Moss & Freud, in other words, both complains and explains on Kate Moss’s behalf. It performs the classic biopic trick of attempting to launder its subject’s image, turning them into a wide-eyed victim of circumstance instead of an interesting, complicated person. In this respect, it vaguely recalls a film about another female star of the noughties, 2024’s Back to Black, which positioned Amy Winehouse as a baby-crazed, lovesick babe in the woods, as opposed to depicting her as what she really was, i.e. a wild, brilliant artist with an artist’s lust for life and experience – one which curdled, eventually, into an obliterating longing for death. Moss’s story was never that dark, and her 2005 scandal – over daring to do what almost everyone did in fashion and the arts circa 2005 – was both cruel and overblown. I assumed this was a truth universally acknowledged, but if not, this may explain Moss’s involvement in this squeaky-clean film as an Executive Producer. In October of this year a show at Tate Britain entitled The 90s: Art and Fashion is set to use Moss as its poster-girl; it remains to be seen whether this will present another nostalgically defanged view of the icon and her era.

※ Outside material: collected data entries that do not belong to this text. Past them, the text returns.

PR #9680, opened 2020-12-22
CB-10411: Add FreeIPA backup debug to logs

jamisonbennett:
Add FreeIPA backup debug to salt output and /var/log/ipabackup.log.
Include redaction of the x-amz-security-token.

### DIFF
--- a/freeipa/src/main/resources/freeipa-salt/salt/freeipa/backups.sls
+++ b/freeipa/src/main/resources/freeipa-salt/salt/freeipa/backups.sls
@@ -13,6 +13,14 @@
     - group: root
     - mode: 640
 
+/usr/local/bin/backup-log-filter.sh:
+  file.managed:
+    - makedirs: True
+    - user: root
+    - group: root
+    - mode: 700
+    - source: salt://freeipa/scripts/backup-log-filter.sh
+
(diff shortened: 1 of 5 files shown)


jamisonbennett:
I added lot rotation in case the hourly backups fail to upload the backup to the storage location. In that case, the logs will grow since there will be more backups that are attempted to be synced every hour until it is successful. It appears that the logs may grow pretty quickly during failure cases since every hour it will attempt to sync all backups that haven't been successfully uploaded. A provision failure due to permissions issues resulted in 16 MB of logs (with the provision retries there were about a dozen full backups that were attempted to be uploaded about dozen times).

lacikaaa (approved):
LGTM, only the space seems a bit much for the log. KDC log already can take 12GB, if both take it we would might need instances with bigger root disks.(I think it's 50GB right now)

pdarvasi:
> LGTM, only the space seems a bit much for the log. KDC log already can take 12GB, if both take it we would might need instances with bigger root disks.(I think it's 50GB right now)

We might consider decreasing the "rotate 12" to a lower value

pdarvasi (approved):

jamisonbennett:
I decreased the log retention to less than 1 GB total.

PR #9682, opened 2020-12-23
CB-10440: Fix target for cname records to allow external references

jamisonbennett:
The FreeIPA management service API for adding cname DNS records did
not support external FQDNs for the target. This was fixed.

This was tested by looking up the DNS record in a local deployment of
cloudbreak.


hreeve-cloudera (approved):

jamisonbennett:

Feminist revisionism vis-à-vis pop culture always seems to require the wronged woman to react to being wronged in exactly the right way. In fact, Kate Moss’s mutifacetedness is part of her eternal appeal: she is a sex goddess and a professional caner and a mother and a soft-voiced girl from Croydon, an artist and a muse. Her art form is the image – her own, and those which others have created with and of her. Famously, Lucian Freud painted very few celebrities. It is not terribly surprising that such an inveterate womaniser would want to paint a woman like Kate Moss, and yet there must be more to it. It is possible that, like so many of her fans, what he desired was the solve the mystery of her: to discover the real Kate. At the end of Moss & Freud, the piece is unveiled in Freud’s studio, and Moss, used to seeing herself in a more flattering light, does not care for it. “The painting is your truth,” he tells her, “and it is my truth.” Moss & Freud is, when it comes to Moss, not my truth. Well, perhaps it is hers. One only needs to see photographs of her shifting from look to look, from woman to woman, to realise that the nature of the ‘real’ Kate Moss – like that of beauty, or of art – is entirely subjective.